Salí con aire fresco del edificio y hallé todo nuevo en mi camino; la tarde brillaba con un esplendor inusual para el mes de abril. Decidí aprovechar esto y pasear. Llegué a casa dos horas más tarde de lo habitual, con sed y cansado por el trayecto recorrido, pero con la cabeza llena de nuevos lugares y rostros vistos. Ingresé a mi departamento, encendí las luces y bebí un poco de limonada. No me atreví a dirigir la mirada hacia el baño y me fui directamente a la habitación. Me desvestí, abrí la cama y de dispuse a dormir.
Me despertó la zigzagueante luz tras una cortina. Lograba distinguir la silueta de una mujer en la distancia de una recámara que no era la mía. Intenté levantarme pero fue en vano, una fuerza ajena a mi voluntad me tenía preso sobre la cama. Recurrí a mi voz, pero también me fue negado este acto. Incliné la cabeza y pude observar muros tapizados con figuras, cuadros de tela, jarrones ornamentados y el armazón de un arco sin cuerda.
De pronto, se aproximó la sombra. Efectivamente era una mujer de cabello castaño oscuro y vestía de blanco. Ella parecía no notar mi presencia. Se sentó sobre el lecho y tocó mi espalda. Su roce era cálido y maternal. Quise voltearme y admirarla; no lo logré. Mientras su mano recorría mis hombros, la calidez se tornó insoportable y mis extremidades comenzaron a arder; la quemazón se extendió por todo mi cuerpo.

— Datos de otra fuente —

PR #2669, opened 2026-09-15
[dart] feat(a2ui_core): add the node-resolution layer

andrewkolos:
# feat(a2ui_core): add the node-resolution layer

The Dart core half of [#1282](https://github.com/a2ui-project/a2ui/issues/1282), following the TypeScript node layer ([#2077](https://github.com/a2ui-project/a2ui/pull/2077)) and its renderer adoption ([#2393](https://github.com/a2ui-project/a2ui/pull/2393)).

## What it adds

`NodeResolver(surface)` turns a surface's flat component model into a reactive tree of read-only `ComponentNode`s. It:

- Resolves child references and expands `ChildList` templates in each item's data scope.
- Publishes dynamic values as `ResolvedBinding` snapshots and actions as callable closures.
- Represents missing components, unknown types, and cyclic references as placeholders.

A node's `props` emits when its own properties change, not when a descendant's properties change.

Initial surface payloads reject unresolved references under `ValidationConfig.strict`. Later updates can leave references pending until the child arrives. Component and batch validation still apply.

For smoke testing from Flutter, the genui renderer adapted to this layer lives on [node-layer-flutter](https://github.com/andrewkolos/A2UI/tree/node-layer-flutter) as `dart/a2ui_flutter` with a `simple_chat` example; it will be a separate PR.

## Breaking changes

Three changes to 0.1.1 API, each needed for the node layer. The [changelog](https://github.com/a2ui-project/a2ui/blob/fd0cc70c56701d4f6f56d3efae3aef1391e37a28/dart/a2ui_core/CHANGELOG.md?plain=1#L3-L148) has the full 0.2.0 notes; its other breaking entries are already on `main`.

- **`GenericBinder` publishes `ResolvedBinding` values instead of raw values plus generated `set<Property>` setters.** A generic renderer needs to know, per property, the current value and whether it can be written back, without knowing the component's schema. 0.1.1 split that across a raw value and a setter named by convention, so a renderer had to guess which properties were path-bound. A binding carries the value, the write path and `set` together. Callers that read a raw value now read `.value`; callers of `setValue(...)` call `binding.set(...)`.
- **`SurfaceModel.dispatchAction` emits only `event` payloads; `functionCall` payloads run when a binder action closure is invoked.** In 0.1.1 the closure resolved the payload, which invoked the function, then `dispatchAction` parsed the resolved value as a `FunctionCall` and invoked it again at root scope, which failed on the cast. A catalog function now runs once, in the scope of the node that declared it. Listeners on `onAction` see only events, the payloads meant for the agent.
- **With an error reporter, a missing or throwing catalog function resolves to null and reports `EXPRESSION_ERROR` instead of throwing.** Node trees rebuild reactively, so an exception from one binding would abort the whole surface. The blueprint's [rule](https://github.com/a2ui-project/a2ui/blob/0086493c40b119a4143fe15197006678467cad60/blueprints/modules/a2ui_core.blueprint.md?plain=1#L1280) is that expression errors are dispatched, not thrown. `ComponentContext` supplies the reporter by default; a bare `DataContext` without one still throws, so direct callers keep the exception.

<details>
<summary>Dart differences from TypeScript (compared at 1c45c809)</summary>

- Dart creates bindings in `GenericBinder`, which already classifies property schemas; TypeScript creates them in the resolver.
- Dart copies nested lists and maps and makes them unmodifiable. This prevents data-model writes from changing previously emitted values or hiding updates. TypeScript's [data-model copy is shallow](https://github.com/a2ui-project/a2ui/blob/1c45c809b655878d06e3afc6dda22100afecc0a4/renderers/web_core/src/v0_9/state/data-model.ts#L342-L352).
- Bindings use Dart's `==` for custom objects, preserving their value equality; TypeScript compares them by identity.
- Literal maps are resolved recursively, per the blueprint's [rule](https://github.com/a2ui-project/a2ui/blob/0086493c40b119a4143fe15197006678467cad60/blueprints/modules/a2ui_core.blueprint.md?plain=1#L1278); TypeScript's `resolveDynamicValue` does not recurse into plain objects.

</details>

## Tests

- `dart analyze --fatal-infos` and `dart format` are clean.
- `a2ui_core`: 513 passed, 25 skipped (the pre-existing v0.8 conformance skips). `a2ui_agent` still passes.

## Pre-launch Checklist

One time (author confirmations):

- [x] I signed the [CLA].

For this PR:

- [ ] If my branch is on a fork, I have verified that [scripts/e2e_test.sh](https://github.com/a2ui-project/a2ui/blob/1c45c809b655878d06e3afc6dda22100afecc0a4/scripts/e2e_test.sh) passes. Not run: it exercises the restaurant_finder Flutter sample with a Gemini key.

[Contributors Guide]: https://github.com/a2ui-project/a2ui/blob/1c45c809b655878d06e3afc6dda22100afecc0a4/CONTRIBUTING.md
[Style Guide]: https://github.com/a2ui-project/a2ui/blob/1c45c809b655878d06e3afc6dda22100afecc0a4/CONTRIBUTING.md#coding-style
[sample]: https://github.com/a2ui-project/a2ui/blob/1c45c809b655878d06e3afc6dda22100afecc0a4/samples/README.md#samples


polina-c:
Please, add central blueprint to this PR for 'node-resolution layer' in blueprints/features - It will help to:

 - iterate on the design, initilly specified in https://github.com/a2ui-project/a2ui/issues/1282
 - review this pull request

jacobsimionato (commented):
I still need to review the public APIs here, but just a quick initial comment:

Either in this PR, or in a followup, can we dedupe the tests here to be language agnostic conformance tests, with expected inputs/outputs represented in YAML?

Seeing as this is a critical and finicky piece of logic, I think it would be fine to create a new subfolder under conformance/core/node etc, with a separate YAML schema if necessary. Happy for this to be in a followup PR! Just want to avoid replicating these same tests across 3+ languages, and ensure we get the behavior consistent.

jacobsimionato (approved):
LGTM! The public APIs look great to me, and the tests are very complete, though let make them conformance tests in due course.

The exact ergonomics will be more clear when there's a basic catalog implementation, so let's merge this ASAP (let's see if Polina wants to take a pass first?) and then you can always refine while you're building out the basic catalog and Flutter framework adapter?

jacobsimionato:
BTW, now that we have this beautiful Node API, let's make as much other stuff private as possible. E.g. let's make the generic binder private now.

polina-c:
> LGTM! The public APIs look great to me, and the tests are very complete, though let make them conformance tests in due course.
> 
> The exact ergonomics will be more clear when there's a basic catalog implementation, so let's merge this ASAP (let's see if Polina wants to take a pass first?) and then you can always refine while you're building out the basic catalog and Flutter framework adapter?

I would love to see blueprint while reviewing. Feel free to merge this PR without my review, if you both think blueprint is optional and does not worth it.

polina-c:
This is some agent generated notes. Feel free to address in other PRs if they make sense.

## Summary

Everything the PR description claims checks out locally: `dart analyze --fatal-infos` reports no issues, `dart format --set-exit-if-changed` reports 65 files and 0 changed, `a2ui_core` is 513 passed / 25 skipped, and `a2ui_agent` passes.

The implementation is careful and the tests are dense: 141 tests and roughly 630 assertions across the new files, with real coverage of the hard parts. Reentrancy during diagnostic dispatch, placeholder upgrade and downgrade, parent-scoped ownership of shared children, and the unmodifiable-snapshot contract are all exercised. The comments explain why rather than what, which is what made the reentrancy logic reviewable at all.

One blocking issue, five worth addressing, four minor, two questions. Most of them sit at edges the tests do not reach.

## Bug

### One malformed binding blanks the surface and leaks nodes

> TL;DR: `_materialize` has no `try`/`finally`, so a cast error in child N orphans children 1..N-1 with live binders and leaves `rootNode` permanently null.

[`node_resolver.dart#L673-L811`](https://github.com/a2ui-project/a2ui/blob/b3909ffd1dd8b19619a443e0fc413e7fe09290b0/dart/a2ui_core/lib/src/resolution/node_resolver.dart#L673-L811)

`_materialize` fills `newEdges` incrementally in [`resolveChild`](https://github.com/a2ui-project/a2ui/blob/b3909ffd1dd8b19619a443e0fc413e7fe09290b0/dart/a2ui_core/lib/src/resolution/node_resolver.dart#L684-L702) and commits it to `record.childEdges` only after the whole loop, at [L796](https://github.com/a2ui-project/a2ui/blob/b3909ffd1dd8b19619a443e0fc413e7fe09290b0/dart/a2ui_core/lib/src/resolution/node_resolver.dart#L796). Nothing guards the loop. When `_childNode` throws on the Nth child, children 1..N-1 are already in `_records` and `_nodesByEdge` with live `GenericBinder`s and data-model subscriptions, and no parent owns them: the `catch` in [`_createNode`](https://github.com/a2ui-project/a2ui/blob/b3909ffd1dd8b19619a443e0fc413e7fe09290b0/dart/a2ui_core/lib/src/resolution/node_resolver.dart#L506-L514) disposes only the node whose binder failed, and disposing the parent walks `record.childEdges`, which still holds the old map.

Reproduced on this branch with a `Column` whose `children` are `['ok', 'bad']`, where `bad` is `{"text": {"path": 42}}`:

```
thrown: type 'int' is not a subtype of type 'String' in type cast
activeNodeCount: 1
rootNode: null
```

That is two failures, not one:

* The leaked `ok` node keeps a subscribed binder alive until `resolver.dispose()`.
* `_rootRecord` stays null and `rootNode` stays null. Nothing re-arms `_buildRoot`, so the surface is blank until a new `root` create or delete event arrives. The `TypeError` also escapes `SurfaceComponentsModel.addComponent` into the `MessageProcessor` caller.

The second is exactly what [a2ui_core.blueprint.md#L1280](https://github.com/a2ui-project/a2ui/blob/b3909ffd1dd8b19619a443e0fc413e7fe09290b0/blueprints/modules/a2ui_core.blueprint.md?plain=1#L1280) forbids: "Throwing out of the resolution pass aborts the whole tree, so one malformed binding blanks an otherwise renderable surface." This PR fixes the catalog-function half of that rule. Malformed payload shapes that reach a cast still take the old path.

Payload validation catches most such payloads, but `ValidationConfig` is configurable and the resolver is reachable without `MessageProcessor`. The conformance fixtures in `node_resolver_test.dart` write to `componentsModel` directly, so the resolver should not assume validation ran.

Smallest fix: wrap the child loop in a `try`, and on the way out dispose any node in `newEdges` that did not make it into `record.childEdges`. Dispatching a diagnostic for the offending property instead of rethrowing would follow the blueprint rule more closely.

TypeScript has the same gap in [`node-resolver.ts#L525-L550`](https://github.com/a2ui-project/a2ui/blob/b3909ffd1dd8b19619a443e0fc413e7fe09290b0/renderers/web_core/src/v0_9/nodes/node-resolver.ts#L525-L550). Fixing both together is reasonable; landing the Dart side with neither a fix nor a tracking issue is not.

## Worth addressing

### An action listener can mutate the live component model

> TL;DR: `resolveSync` stopped copying, so `A2uiClientAction.context` now aliases `componentModel.properties` below the first level. This is a regression against main.

[`contexts.dart#L86-L99`](https://github.com/a2ui-project/a2ui/blob/b3909ffd1dd8b19619a443e0fc413e7fe09290b0/dart/a2ui_core/lib/src/core/contexts.dart#L86-L99)

The `if (!_containsDynamicValue(value)) return value;` short-circuits are a good optimization and the doc comment states the change. The consequence is not local, though. The binder's action closure passes the result straight through: [`binder.dart#L197-L209`](https://github.com/a2ui-project/a2ui/blob/b3909ffd1dd8b19619a443e0fc413e7fe09290b0/dart/a2ui_core/lib/src/rendering/binder.dart#L197-L209) shallow-copies with `Map<String, dynamic>.from(resolved)`, then [`surface_model.dart#L55-L67`](https://github.com/a2ui-project/a2ui/blob/b3909ffd1dd8b19619a443e0fc413e7fe09290b0/dart/a2ui_core/lib/src/core/surface_model.dart#L55-L67) shallow-copies again into `A2uiClientAction.context`. Everything below the first level is the live component-model map.

Reproduced: an `onAction` listener writing `action.context['nested']['k']` changed `componentModel.properties['action']['event']['context']['nested']['k']`. On main, `resolveSync` always rebuilt maps and lists, so the action payload was detached.

Node props go to real trouble to publish recursively unmodifiable snapshots. The action payload is the structure that actually leaves the process, so it is the odd one to leave aliased. Three ways out: keep the copy on the action path only, snapshot at the `dispatchAction` boundary, or document the aliasing so embedders know not to mutate what they receive.

The PR description notes that TypeScript's `resolveDynamicValue` does not recurse into plain objects either, so this matches TS. But [blueprint L1278](https://github.com/a2ui-project/a2ui/blob/b3909ffd1dd8b19619a443e0fc413e7fe09290b0/blueprints/modules/a2ui_core.blueprint.md?plain=1#L1278) treats the recursing Dart behavior as the correct one, which makes Dart the reference implementation here rather than the follower.

### `dispatchAction` with a `functionCall` payload is now a silent no-op

> TL;DR: the 0.1.1 way of invoking a function through public API now produces no action, no error and no log.

[`surface_model.dart#L51-L70`](https://github.com/a2ui-project/a2ui/blob/b3909ffd1dd8b19619a443e0fc413e7fe09290b0/dart/a2ui_core/lib/src/core/surface_model.dart#L51-L70)

The rationale in the PR description is convincing and the binder path is clearly better. But `SurfaceModel.dispatchAction` is public API, and an embedder calling it directly gets nothing back:

```
await surface.dispatchAction({'functionCall': {'call': 'nope', 'args': {}}}, 'root');
// actions=0 errors=0
```

A dispatched `A2uiClientError`, or at minimum a logged warning since `logging` is being added anyway, turns a silent migration failure into a visible one. The comment at L68-L69 explains the decision to the next reader of the source, not to the caller at runtime.

### `extractRefFields` walks the full schema once per node

> TL;DR: a maxed `ChildList` does 10,000 schema walks that a resolver-scoped cache would eliminate safely.

[`ref_fields.dart#L22-L28`](https://github.com/a2ui-project/a2ui/blob/b3909ffd1dd8b19619a443e0fc413e7fe09290b0/dart/a2ui_core/lib/src/resolution/ref_fields.dart#L22-L28), called from [`node_resolver.dart#L475-L478`](https://github.com/a2ui-project/a2ui/blob/b3909ffd1dd8b19619a443e0fc413e7fe09290b0/dart/a2ui_core/lib/src/resolution/node_resolver.dart#L475-L478)

The doc comment explains why memoizing by schema identity globally is unsafe: "local aliases can resolve differently when the same schema is used in different catalog documents." That is right, and it is a real hazard that TypeScript's [`refFieldsCache` WeakMap](https://github.com/a2ui-project/a2ui/blob/b3909ffd1dd8b19619a443e0fc413e7fe09290b0/renderers/web_core/src/v0_9/nodes/ref-fields.ts#L54) does not guard against.

But the hazard is only about sharing a cache across documents. `_surface.catalog.catalogSchema` is fixed for a resolver's lifetime, so a cache keyed by schema identity and scoped to the resolver or the catalog is safe. Today a `ChildList` expanding to 10,000 items does 10,000 full schema walks on top of 10,000 `GenericBinder` constructions, each of which runs its own walk in `_scrapeSchemaBehavior`. Worth measuring before the Flutter adoption PR lands on top of it.

### The unresolved-reference warning only reaches a logger

> TL;DR: a payload diagnostic is logged instead of dispatched, is discarded when no `Logger.root` listener is attached, and is the sole reason for a new dependency.

[`node_resolver.dart#L816-L842`](https://github.com/a2ui-project/a2ui/blob/b3909ffd1dd8b19619a443e0fc413e7fe09290b0/dart/a2ui_core/lib/src/resolution/node_resolver.dart#L816-L842), drained at [L269-L275](https://github.com/a2ui-project/a2ui/blob/b3909ffd1dd8b19619a443e0fc413e7fe09290b0/dart/a2ui_core/lib/src/resolution/node_resolver.dart#L269-L275)

Two questions.

First, this is the reason for the new [`logging: ^1.3.0`](https://github.com/a2ui-project/a2ui/blob/b3909ffd1dd8b19619a443e0fc413e7fe09290b0/dart/a2ui_core/pubspec.yaml#L28) dependency, the first in `a2ui_core`. Every other diagnostic in the package goes through `dispatchError` as a structured `A2uiClientError`. A payload that references components the resolver will not mount looks like exactly that kind of diagnostic, and a renderer would want to show it.

Second, TypeScript emits nothing here, so this is Dart-only. If the warning is worth having, it is worth a spec'd error code and a matching TS change. If it is only a development aid, `dispatchError` still beats a new dependency.

### `structuralChildLists` makes validation and resolution disagree about one schema

> TL;DR: an unmarked `{componentId, path}` schema is a child list to the resolver and not a reference to the validator, so strict mode never checks those references.

[`reference_schema.dart#L60-L68`](https://github.com/a2ui-project/a2ui/blob/b3909ffd1dd8b19619a443e0fc413e7fe09290b0/dart/a2ui_core/lib/src/primitives/reference_schema.dart#L60-L68) and [`component_refs.dart#L70-L75`](https://github.com/a2ui-project/a2ui/blob/b3909ffd1dd8b19619a443e0fc413e7fe09290b0/dart/a2ui_core/lib/src/validation/component_refs.dart#L70-L75)

Sharing one reader between validation and resolution is a clear improvement over the two duplicated walkers it replaces. The flag creates a gap, though: for a catalog that declares a child list structurally, strict-mode reference checking never sees those references, so the PR's "initial surface payloads reject unresolved references under `ValidationConfig.strict`" guarantee holds everywhere except where the catalog author forgot the marker.

The reasoning in the doc comment, that validation rejects a whole batch and so keeps to what the catalog states, is sound as far as it goes. What is missing is what a catalog author should expect: a structurally-declared child list renders but is not reference-checked, and adding the `$ref` or `REF:` marker is what turns checking on.

## Minor

* [`binder.dart#L510-L525`](https://github.com/a2ui-project/a2ui/blob/b3909ffd1dd8b19619a443e0fc413e7fe09290b0/dart/a2ui_core/lib/src/rendering/binder.dart#L510-L525). TL;DR: reads as copy-paste. The `Map<String, Object?>` and `Map` branches of `_snapshotBindingValue` have identical bodies and differ only in the static type they produce. One line saying the typed branch exists to preserve the key type would settle it.

* [`binder.dart#L494-L505`](https://github.com/a2ui-project/a2ui/blob/b3909ffd1dd8b19619a443e0fc413e7fe09290b0/dart/a2ui_core/lib/src/rendering/binder.dart#L494-L505). TL;DR: a value that survives a snapshot can throw on write-back. `_mutableCopy` does `entry.key as String` while `_snapshotBindingValue` does not cast. Unreachable from JSON payloads, and easy to make symmetric.

* [`binder.dart#L245-L249`](https://github.com/a2ui-project/a2ui/blob/b3909ffd1dd8b19619a443e0fc413e7fe09290b0/dart/a2ui_core/lib/src/rendering/binder.dart#L245-L249). TL;DR: static id arrays allocate past the cap. They build one `ChildNode` per entry uncapped, while the template path caps at [L226-L228](https://github.com/a2ui-project/a2ui/blob/b3909ffd1dd8b19619a443e0fc413e7fe09290b0/dart/a2ui_core/lib/src/rendering/binder.dart#L226-L228). The resolver caps both at [L720-L722](https://github.com/a2ui-project/a2ui/blob/b3909ffd1dd8b19619a443e0fc413e7fe09290b0/dart/a2ui_core/lib/src/resolution/node_resolver.dart#L720-L722), so nothing over-mounts, but the full list is allocated first.

* [`component_refs.dart#L83-L87`](https://github.com/a2ui-project/a2ui/blob/b3909ffd1dd8b19619a443e0fc413e7fe09290b0/dart/a2ui_core/lib/src/validation/component_refs.dart#L83-L87). TL;DR: a deliberate divergence reads like a bug. `if (field.value case NestedRef(:final fields))` shadows the outer `fields`, and the inner `fields.keys` is intentionally all sub-fields rather than `NestedRef.keys`, which is `SingleRef`-only and is what [`_materialize`](https://github.com/a2ui-project/a2ui/blob/b3909ffd1dd8b19619a443e0fc413e7fe09290b0/dart/a2ui_core/lib/src/resolution/node_resolver.dart#L737-L766) iterates. The divergence is correct, since validation should check nested `ChildList` sub-properties that the resolver leaves as descriptors. Renaming the pattern variable and adding a comment saves the next reader the trip.

## Questions

### Package placement against the normative layout

> TL;DR: a new file lands in `rendering/`, the directory the blueprint names as a deviation.

[Blueprint L200](https://github.com/a2ui-project/a2ui/blob/b3909ffd1dd8b19619a443e0fc413e7fe09290b0/blueprints/modules/a2ui_core.blueprint.md?plain=1#L200) says: "Package names are normative. The validation package is `validation` and the resolution package is `resolution`. Naming them `validating` or `rendering` is a deviation, since `rendering` in particular suggests UI work that this layer does not do." The layout at [L174-L180](https://github.com/a2ui-project/a2ui/blob/b3909ffd1dd8b19619a443e0fc413e7fe09290b0/blueprints/modules/a2ui_core.blueprint.md?plain=1#L174-L180) puts `component_node`, `component_context`, `node_resolver`, `generic_binder` and `data_context` together under `resolution/`.

This PR puts `component_node.dart`, `node_resolver.dart` and `ref_fields.dart` in `resolution/`, which is right. It then adds the new [`resolved_binding.dart`](https://github.com/a2ui-project/a2ui/blob/b3909ffd1dd8b19619a443e0fc413e7fe09290b0/dart/a2ui_core/lib/src/rendering/resolved_binding.dart) to the pre-existing `rendering/`, leaves `binder.dart` there, keeps `contexts.dart` under `core/`, and puts the new `reference_schema.dart` under `primitives/`.

Moving `binder.dart` and `contexts.dart` is out of scope here. Putting a brand new file into the directory the blueprint calls a deviation is a choice worth stating. Either move `resolved_binding.dart` to `resolution/` next to its only consumers, or say in the PR description that the `rendering/` to `resolution/` move is deferred, so the audit does not read it as fresh drift.

### `checks` name matching

> TL;DR: the blueprint names this exact line as a violation, and this PR rewrites the function containing it.

[`binder.dart#L413`](https://github.com/a2ui-project/a2ui/blob/b3909ffd1dd8b19619a443e0fc413e7fe09290b0/dart/a2ui_core/lib/src/rendering/binder.dart#L413) still opens with `if (propertyName == 'checks')`. [Blueprint L1290](https://github.com/a2ui-project/a2ui/blob/b3909ffd1dd8b19619a443e0fc413e7fe09290b0/blueprints/modules/a2ui_core.blueprint.md?plain=1#L1290) calls that a catalog-agnostic violation under `AGENTS.md` §8. It is pre-existing and fixing it is its own change, but `_scrapeSchemaBehavior` is rewritten wholesale here, so it is fair to ask whether this was the moment, or to link the tracking issue so a reader of the diff knows it is known.

## Checked, no problem found

Recorded so the next reviewer does not repeat it:

* Diagnostic deduplication and the reservation and release protocol across `_reportOnce`, `_discardPendingErrors` and `_flushErrors`, including reentrant dispatch. `_dispatchingErrors` correctly defers the inner flush to the outer drain.
* Dispose during update. `_disposeRequested` is honoured at the outer `_runUpdate` boundary and pending diagnostics are dropped, matching the class doc.
* Component type changes. `ComponentModel.type` is final and `addComponent` throws on a duplicate id, so a type change is always delete-then-create, which `_onComponentDeleted` and `_onComponentCreated` handle.
* `_stabilize` reference-identity preservation against the shallow comparison in `MutableComponentNode.setProps`. The invariant holds, including for a list that changes length.
* `_escapeIdPart` covers every character used as a separator in composed instance ids.
* Dart's `Behavior.object` rebuilds `result` from `value.entries`, so a removed property drops its key. The Dart resolver therefore does not need the `delete next[key]` reconciliation TypeScript does at [`node-resolver.ts#L529-L537`](https://github.com/a2ui-project/a2ui/blob/b3909ffd1dd8b19619a443e0fc413e7fe09290b0/renderers/web_core/src/v0_9/nodes/node-resolver.ts#L529-L537). The omission is deliberate, not missed.
* The `_actionClosures` cache key (`path.join('/')`) and its lack of eviction match TypeScript's [`generic-binder.ts#L306-L324`](https://github.com/a2ui-project/a2ui/blob/b3909ffd1dd8b19619a443e0fc413e7fe09290b0/renderers/web_core/src/v0_9/rendering/generic-binder.ts#L306-L324) exactly, so no Dart-side comment.
* Nested `ChildList` values do reach `_queueUnresolvedReferenceWarnings` in both the template and static-array forms, so the documented limitation is observable rather than silent.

No podía soportar más, hasta que el alivio llegó inesperadamente y entonces comprendí el origen de la pelusa embrionaria: aquella mujer destejía un punto de un sudario gris; es decir, mi persona yacía unida al tramado de miles de puntos que conformaban dicha prenda.
Somos las proyecciones, todos los futuros y pasados posibles, somos hijos de la paciencia de una mujer tejendera esperando el regreso de su esposo a Ítaca.